*** EXERCISE INPUT

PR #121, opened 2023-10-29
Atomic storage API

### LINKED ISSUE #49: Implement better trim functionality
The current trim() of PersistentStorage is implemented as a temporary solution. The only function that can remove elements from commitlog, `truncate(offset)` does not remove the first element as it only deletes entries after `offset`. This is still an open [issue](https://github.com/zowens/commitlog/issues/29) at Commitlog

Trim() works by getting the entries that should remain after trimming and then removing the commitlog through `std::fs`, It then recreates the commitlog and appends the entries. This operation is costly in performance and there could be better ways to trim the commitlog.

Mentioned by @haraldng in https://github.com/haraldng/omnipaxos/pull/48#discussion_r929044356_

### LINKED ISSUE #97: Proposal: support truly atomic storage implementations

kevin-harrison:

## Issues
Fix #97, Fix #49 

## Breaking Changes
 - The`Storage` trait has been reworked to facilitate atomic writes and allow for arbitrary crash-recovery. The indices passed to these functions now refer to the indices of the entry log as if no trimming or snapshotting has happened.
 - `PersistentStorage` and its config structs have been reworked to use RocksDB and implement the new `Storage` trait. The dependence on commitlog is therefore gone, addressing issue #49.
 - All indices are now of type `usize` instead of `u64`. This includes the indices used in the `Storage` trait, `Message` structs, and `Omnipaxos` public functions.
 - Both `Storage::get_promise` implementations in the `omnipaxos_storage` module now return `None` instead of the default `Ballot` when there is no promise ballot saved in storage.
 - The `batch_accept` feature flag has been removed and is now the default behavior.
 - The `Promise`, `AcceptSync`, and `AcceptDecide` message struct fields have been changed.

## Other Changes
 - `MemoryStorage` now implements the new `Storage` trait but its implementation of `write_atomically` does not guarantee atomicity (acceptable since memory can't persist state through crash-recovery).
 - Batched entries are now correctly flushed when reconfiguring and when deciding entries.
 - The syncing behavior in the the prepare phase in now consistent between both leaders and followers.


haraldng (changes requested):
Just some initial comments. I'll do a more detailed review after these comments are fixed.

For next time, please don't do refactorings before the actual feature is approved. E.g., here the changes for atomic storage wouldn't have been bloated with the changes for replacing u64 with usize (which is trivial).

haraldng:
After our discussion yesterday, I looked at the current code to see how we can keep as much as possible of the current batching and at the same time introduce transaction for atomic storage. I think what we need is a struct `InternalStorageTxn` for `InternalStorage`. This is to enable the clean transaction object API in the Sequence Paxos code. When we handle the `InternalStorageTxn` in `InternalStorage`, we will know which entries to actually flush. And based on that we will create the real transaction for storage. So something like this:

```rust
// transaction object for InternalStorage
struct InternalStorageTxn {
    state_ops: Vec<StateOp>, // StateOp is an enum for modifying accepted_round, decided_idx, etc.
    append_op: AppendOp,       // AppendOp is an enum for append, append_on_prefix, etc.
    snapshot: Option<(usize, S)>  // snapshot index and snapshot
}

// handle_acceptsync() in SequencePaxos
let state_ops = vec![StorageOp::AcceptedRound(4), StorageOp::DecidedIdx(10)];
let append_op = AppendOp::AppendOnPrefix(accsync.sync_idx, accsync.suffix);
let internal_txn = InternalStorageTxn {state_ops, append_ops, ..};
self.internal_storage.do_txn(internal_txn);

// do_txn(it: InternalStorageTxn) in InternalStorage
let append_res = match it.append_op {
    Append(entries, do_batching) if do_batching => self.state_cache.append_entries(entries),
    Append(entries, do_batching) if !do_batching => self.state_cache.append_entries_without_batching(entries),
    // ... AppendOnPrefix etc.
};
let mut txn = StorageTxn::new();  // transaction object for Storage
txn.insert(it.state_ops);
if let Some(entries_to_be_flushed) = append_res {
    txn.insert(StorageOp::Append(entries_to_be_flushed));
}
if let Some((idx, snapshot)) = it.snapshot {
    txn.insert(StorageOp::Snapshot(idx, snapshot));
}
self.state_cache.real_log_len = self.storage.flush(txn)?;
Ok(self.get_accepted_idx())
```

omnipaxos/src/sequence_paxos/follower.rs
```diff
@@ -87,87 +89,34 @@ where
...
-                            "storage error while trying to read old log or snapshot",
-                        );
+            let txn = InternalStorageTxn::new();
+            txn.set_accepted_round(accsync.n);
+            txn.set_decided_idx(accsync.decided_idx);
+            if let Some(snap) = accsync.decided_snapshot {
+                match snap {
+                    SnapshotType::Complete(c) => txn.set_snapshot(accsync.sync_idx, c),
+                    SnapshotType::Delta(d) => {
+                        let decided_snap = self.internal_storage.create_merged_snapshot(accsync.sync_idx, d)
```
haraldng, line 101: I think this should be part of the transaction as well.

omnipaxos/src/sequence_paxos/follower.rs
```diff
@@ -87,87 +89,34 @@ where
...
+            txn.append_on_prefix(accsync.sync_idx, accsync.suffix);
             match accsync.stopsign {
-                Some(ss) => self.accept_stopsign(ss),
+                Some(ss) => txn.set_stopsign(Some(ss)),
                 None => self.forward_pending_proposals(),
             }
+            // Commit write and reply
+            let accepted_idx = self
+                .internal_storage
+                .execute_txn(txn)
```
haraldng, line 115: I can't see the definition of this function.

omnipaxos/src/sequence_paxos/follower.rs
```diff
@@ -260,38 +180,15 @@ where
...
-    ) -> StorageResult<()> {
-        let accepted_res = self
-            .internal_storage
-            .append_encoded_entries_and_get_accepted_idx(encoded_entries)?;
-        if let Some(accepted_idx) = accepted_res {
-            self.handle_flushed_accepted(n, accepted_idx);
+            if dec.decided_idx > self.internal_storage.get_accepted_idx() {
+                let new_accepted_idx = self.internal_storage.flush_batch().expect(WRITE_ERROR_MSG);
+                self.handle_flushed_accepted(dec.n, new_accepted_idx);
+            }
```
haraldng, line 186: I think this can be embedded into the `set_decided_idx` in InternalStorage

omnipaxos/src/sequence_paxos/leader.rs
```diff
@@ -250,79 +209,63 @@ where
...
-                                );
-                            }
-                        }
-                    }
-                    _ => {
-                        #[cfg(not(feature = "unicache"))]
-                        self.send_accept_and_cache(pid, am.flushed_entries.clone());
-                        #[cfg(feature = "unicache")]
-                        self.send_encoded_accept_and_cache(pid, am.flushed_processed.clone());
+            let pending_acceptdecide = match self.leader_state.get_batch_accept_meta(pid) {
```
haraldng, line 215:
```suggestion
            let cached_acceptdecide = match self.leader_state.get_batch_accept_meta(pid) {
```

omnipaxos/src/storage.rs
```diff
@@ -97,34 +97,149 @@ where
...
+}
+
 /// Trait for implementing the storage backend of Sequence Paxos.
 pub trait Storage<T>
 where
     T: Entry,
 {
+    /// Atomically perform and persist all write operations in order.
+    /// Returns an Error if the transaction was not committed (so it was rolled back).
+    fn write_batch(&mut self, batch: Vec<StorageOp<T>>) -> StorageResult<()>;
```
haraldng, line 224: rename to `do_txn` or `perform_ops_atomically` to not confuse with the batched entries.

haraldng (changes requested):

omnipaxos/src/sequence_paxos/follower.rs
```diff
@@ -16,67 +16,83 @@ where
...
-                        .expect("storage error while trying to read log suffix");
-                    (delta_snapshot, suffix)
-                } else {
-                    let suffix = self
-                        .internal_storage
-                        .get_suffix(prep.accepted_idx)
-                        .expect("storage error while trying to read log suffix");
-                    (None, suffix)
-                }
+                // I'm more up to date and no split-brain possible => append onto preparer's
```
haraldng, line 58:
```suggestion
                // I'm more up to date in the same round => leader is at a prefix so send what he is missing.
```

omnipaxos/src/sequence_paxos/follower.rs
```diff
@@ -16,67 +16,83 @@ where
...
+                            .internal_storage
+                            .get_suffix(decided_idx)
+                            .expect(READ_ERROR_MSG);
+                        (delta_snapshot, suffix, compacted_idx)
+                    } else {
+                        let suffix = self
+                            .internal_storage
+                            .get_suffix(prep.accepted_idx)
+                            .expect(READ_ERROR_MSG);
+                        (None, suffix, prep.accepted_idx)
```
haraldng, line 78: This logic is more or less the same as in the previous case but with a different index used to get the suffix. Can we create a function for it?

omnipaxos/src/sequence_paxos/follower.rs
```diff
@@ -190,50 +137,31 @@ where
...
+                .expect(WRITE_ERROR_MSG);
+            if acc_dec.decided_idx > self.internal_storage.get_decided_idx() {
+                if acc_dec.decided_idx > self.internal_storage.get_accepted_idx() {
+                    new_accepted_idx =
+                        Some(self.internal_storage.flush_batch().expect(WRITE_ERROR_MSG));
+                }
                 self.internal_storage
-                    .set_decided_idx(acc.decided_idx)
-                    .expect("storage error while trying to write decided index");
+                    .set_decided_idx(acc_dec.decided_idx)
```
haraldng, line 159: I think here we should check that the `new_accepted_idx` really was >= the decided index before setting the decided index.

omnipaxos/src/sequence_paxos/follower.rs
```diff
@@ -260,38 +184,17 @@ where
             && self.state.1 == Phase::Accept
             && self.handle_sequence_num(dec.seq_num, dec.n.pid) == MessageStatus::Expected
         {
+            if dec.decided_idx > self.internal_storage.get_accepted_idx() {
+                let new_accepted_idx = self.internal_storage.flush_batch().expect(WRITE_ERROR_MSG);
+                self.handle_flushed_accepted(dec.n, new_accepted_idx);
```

******
*** EXERCISE INPUT

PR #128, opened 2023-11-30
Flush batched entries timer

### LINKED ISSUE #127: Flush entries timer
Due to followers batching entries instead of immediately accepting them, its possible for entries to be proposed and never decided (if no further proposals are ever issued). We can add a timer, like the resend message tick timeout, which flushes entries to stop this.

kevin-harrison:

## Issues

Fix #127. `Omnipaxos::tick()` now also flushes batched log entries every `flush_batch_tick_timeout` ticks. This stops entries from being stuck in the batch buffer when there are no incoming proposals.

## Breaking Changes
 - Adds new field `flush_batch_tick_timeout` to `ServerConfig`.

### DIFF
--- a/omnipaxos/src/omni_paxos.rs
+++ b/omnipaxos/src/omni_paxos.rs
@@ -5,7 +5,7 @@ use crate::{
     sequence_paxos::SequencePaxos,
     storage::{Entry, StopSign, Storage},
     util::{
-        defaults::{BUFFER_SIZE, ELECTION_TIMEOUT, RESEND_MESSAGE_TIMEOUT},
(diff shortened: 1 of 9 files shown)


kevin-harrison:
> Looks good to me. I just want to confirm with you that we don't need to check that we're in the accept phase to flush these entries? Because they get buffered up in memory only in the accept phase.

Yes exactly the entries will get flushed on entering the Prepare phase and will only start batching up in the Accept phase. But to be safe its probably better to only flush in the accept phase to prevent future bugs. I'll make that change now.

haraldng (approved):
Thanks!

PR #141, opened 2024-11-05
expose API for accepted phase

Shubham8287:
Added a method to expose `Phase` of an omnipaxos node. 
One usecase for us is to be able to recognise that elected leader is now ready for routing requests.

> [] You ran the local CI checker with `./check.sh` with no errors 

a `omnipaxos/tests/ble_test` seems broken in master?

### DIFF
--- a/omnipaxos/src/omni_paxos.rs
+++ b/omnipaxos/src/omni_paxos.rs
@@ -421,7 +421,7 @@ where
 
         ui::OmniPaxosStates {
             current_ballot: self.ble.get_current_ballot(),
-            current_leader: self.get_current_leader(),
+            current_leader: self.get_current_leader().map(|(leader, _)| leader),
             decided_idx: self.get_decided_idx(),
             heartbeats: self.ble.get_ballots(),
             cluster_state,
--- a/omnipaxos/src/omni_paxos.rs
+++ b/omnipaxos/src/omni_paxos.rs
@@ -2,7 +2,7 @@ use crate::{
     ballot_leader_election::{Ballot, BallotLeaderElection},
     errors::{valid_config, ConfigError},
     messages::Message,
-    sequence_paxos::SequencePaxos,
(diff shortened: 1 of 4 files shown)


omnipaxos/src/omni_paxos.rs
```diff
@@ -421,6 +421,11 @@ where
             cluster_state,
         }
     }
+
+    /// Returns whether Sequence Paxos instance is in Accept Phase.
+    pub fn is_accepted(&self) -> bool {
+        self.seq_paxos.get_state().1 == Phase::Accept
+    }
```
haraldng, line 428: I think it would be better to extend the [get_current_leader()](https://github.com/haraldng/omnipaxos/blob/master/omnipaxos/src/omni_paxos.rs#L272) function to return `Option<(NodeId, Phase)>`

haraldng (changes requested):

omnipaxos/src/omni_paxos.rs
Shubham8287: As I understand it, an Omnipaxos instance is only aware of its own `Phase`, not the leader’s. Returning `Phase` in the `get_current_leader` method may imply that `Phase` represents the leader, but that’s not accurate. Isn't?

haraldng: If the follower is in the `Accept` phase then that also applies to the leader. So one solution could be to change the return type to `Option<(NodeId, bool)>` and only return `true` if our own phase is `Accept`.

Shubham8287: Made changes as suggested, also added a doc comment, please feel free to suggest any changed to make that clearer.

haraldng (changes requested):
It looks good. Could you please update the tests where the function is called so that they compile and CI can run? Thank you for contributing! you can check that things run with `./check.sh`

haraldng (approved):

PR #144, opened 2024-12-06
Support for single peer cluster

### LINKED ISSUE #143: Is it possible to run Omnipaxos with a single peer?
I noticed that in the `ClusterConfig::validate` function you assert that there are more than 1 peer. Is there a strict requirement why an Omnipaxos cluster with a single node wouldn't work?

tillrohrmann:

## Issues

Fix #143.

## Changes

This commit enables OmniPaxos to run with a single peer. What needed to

******
*** EXERCISE INPUT

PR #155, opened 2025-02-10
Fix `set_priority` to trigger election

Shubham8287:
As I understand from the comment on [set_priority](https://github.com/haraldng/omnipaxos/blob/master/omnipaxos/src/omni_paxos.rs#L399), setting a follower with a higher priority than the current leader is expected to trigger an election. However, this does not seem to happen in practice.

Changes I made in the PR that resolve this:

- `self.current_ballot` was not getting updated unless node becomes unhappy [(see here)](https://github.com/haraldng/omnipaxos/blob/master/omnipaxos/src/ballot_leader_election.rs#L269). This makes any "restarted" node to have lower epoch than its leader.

******

- **TASK DIRECTIONS**: Go through the listing above and find each line that contains "match", then copy it.

- **RESPONSE AREA**:
let append_res = match it.append_op {
+                match snap {
             match accsync.stopsign {
+            let pending_acceptdecide = match self.leader_state.get_batch_accept_meta(pid) {
            let cached_acceptdecide = match self.leader_state.get_batch_accept_meta(pid) {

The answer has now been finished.